Give back all of the data exactly as it appears here.

PROVIDED MATERIAL START

PR #116, opened 2021-10-15
pipeline mode (v2)

dlax:
Second attempt to implement the pipeline mode (#74), replacing #93. This is on top of PR #120 (first 5 commits).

PROVIDED MATERIAL END

**FINAL ANSWER**.
PR #116, opened 2021-10-15
pipeline mode (v2)

dlax:
Second attempt to implement the pipeline mode (#74), replacing #93. This is on top of PR #120 (first 5 commits).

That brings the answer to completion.